PR #564, opened 2015-02-23
Make it possible to PUT objects with read-only parts

andersson:
This series introduce the possibility of PUTing an object with read only fields, given that those fields pass the readonly check.


nicolaiarocci:
Thanks! It's merged in https://github.com/nicolaiarocci/eve/commit/39fba5a1c5be7b95b629b9dab91fee742a0446dd

(had to rebase it on develop)

PR #587, opened 2015-04-01
Create failing test for replace subdocument bug

amagdas:


nicolaiarocci:
Could you base this on top of `master` instead of develop? So we can more easily start a 0.5.4 branch in which this code will be included. Thanks!

amagdas:
Replaced by #589

Issue #588, opened 2015-04-01
On PATCH, subdocuments are always merged


amagdas:
Currently there is no way to remove a key from a subdocument after it has been added, not even using the dot notation.
Added a failing test for this: https://github.com/nicolaiarocci/eve/pull/587
This got introduced with this commit: https://github.com/nicolaiarocci/eve/commit/026ce09c4ee1f595edc401f94778d39c5bce3742
I  don't think this is the expected behavior for PATCH requests...

amagdas:
@nicolaiarocci Maybe we should revert https://github.com/nicolaiarocci/eve/commit/026ce09c4ee1f595edc401f94778d39c5bce3742?

amagdas:
Actually, I think the proper solution is to keep only readonly fields from the subdocument when resolving the payload to be used by PATCH, I will update my PR with this fix.

amagdas:
Provided a fix for this in #587 , please let me know if it's ok.

nicolaiarocci:
hmm on second thought, how do you exactly remove a field form the main document with PATCH, I don't think it is possible... so why should we change the behaviour for subdocuments? https://github.com/nicolaiarocci/eve/commit/026ce09c4ee1f595edc401f94778d39c5bce3742 was introduced exactly because subdocs were being replaced, while the desired behaviour was to be able to replace subdocuments fields instead.

amagdas:
https://github.com/nicolaiarocci/eve/commit/026ce09c4ee1f595edc401f94778d39c5bce3742 was added so read-only fields in subdocuments won't get replaced, at least that's what I understood from the discussion.
I don't think that's a good behavior to not be able to remove fields from the subdocuments if the field is not read-only, it's quite useful to do so, especially for storing data having a tabular like format.

nicolaiarocci:
That commit also made sure that nested document fields were not being overwritten if not explictly mentioned, as you can see in this test: https://github.com/nicolaiarocci/eve/blob/develop/eve/tests/methods/patch.py#L403. 

While your proposed change does not overwrite readonly fields, it still allows for other fields to be deleted if not explicitly included with the payload, as we can see in your new test (https://github.com/amagdas/eve/blob/replace-subdoc/eve/tests/methods/patch.py#L214). Of course you also had to amend the previously mentioned test, setting the `int`  field to readonly to prevent deletion.

I understand from where you are coming (tabular data), but how about using PUT for these scenarios? I also wonder what @pfreixes would think about this change.

[...]

PR #589, opened 2015-04-01
fix(patch) - keep read-only fields when patching subdocuments

amagdas:
Replaces #587


amagdas:
The heisenbug is still there...

nicolaiarocci:
See discussion in https://github.com/nicolaiarocci/eve/issues/588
━━━
Required action –
The records must be reproduced in full. Nothing should differ.

Reply to the task –
PR #564, opened 2015-02-23
Make it possible to PUT objects with read-only parts

andersson:
This series introduce the possibility of PUTing an object with read only fields, given that those fields pass the readonly check.


nicolaiarocci:
Thanks! It's merged in https://github.com/nicolaiarocci/eve/commit/39fba5a1c5be7b95b629b9dab91fee742a0446dd

(had to rebase it on develop)

PR #587, opened 2015-04-01
Create failing test for replace subdocument bug

amagdas:


nicolaiarocci:
Could you base this on top of `master` instead of develop? So we can more easily start a 0.5.4 branch in which this code will be included. Thanks!

amagdas:
Replaced by #589

Issue #588, opened 2015-04-01
On PATCH, subdocuments are always merged


amagdas:
Currently there is no way to remove a key from a subdocument after it has been added, not even using the dot notation.
Added a failing test for this: https://github.com/nicolaiarocci/eve/pull/587
This got introduced with this commit: https://github.com/nicolaiarocci/eve/commit/026ce09c4ee1f595edc401f94778d39c5bce3742
I  don't think this is the expected behavior for PATCH requests...

amagdas:
@nicolaiarocci Maybe we should revert https://github.com/nicolaiarocci/eve/commit/026ce09c4ee1f595edc401f94778d39c5bce3742?

amagdas:
Actually, I think the proper solution is to keep only readonly fields from the subdocument when resolving the payload to be used by PATCH, I will update my PR with this fix.

amagdas:
Provided a fix for this in #587 , please let me know if it's ok.

nicolaiarocci:
hmm on second thought, how do you exactly remove a field form the main document with PATCH, I don't think it is possible... so why should we change the behaviour for subdocuments? https://github.com/nicolaiarocci/eve/commit/026ce09c4ee1f595edc401f94778d39c5bce3742 was introduced exactly because subdocs were being replaced, while the desired behaviour was to be able to replace subdocuments fields instead.

amagdas:
https://github.com/nicolaiarocci/eve/commit/026ce09c4ee1f595edc401f94778d39c5bce3742 was added so read-only fields in subdocuments won't get replaced, at least that's what I understood from the discussion.
I don't think that's a good behavior to not be able to remove fields from the subdocuments if the field is not read-only, it's quite useful to do so, especially for storing data having a tabular like format.

nicolaiarocci:
That commit also made sure that nested document fields were not being overwritten if not explictly mentioned, as you can see in this test: https://github.com/nicolaiarocci/eve/blob/develop/eve/tests/methods/patch.py#L403. 

While your proposed change does not overwrite readonly fields, it still allows for other fields to be deleted if not explicitly included with the payload, as we can see in your new test (https://github.com/amagdas/eve/blob/replace-subdoc/eve/tests/methods/patch.py#L214). Of course you also had to amend the previously mentioned test, setting the `int`  field to readonly to prevent deletion.

I understand from where you are coming (tabular data), but how about using PUT for these scenarios? I also wonder what @pfreixes would think about this change.

[...]

PR #589, opened 2015-04-01
fix(patch) - keep read-only fields when patching subdocuments

amagdas:
Replaces #587


amagdas:
The heisenbug is still there...

nicolaiarocci:
See discussion in https://github.com/nicolaiarocci/eve/issues/588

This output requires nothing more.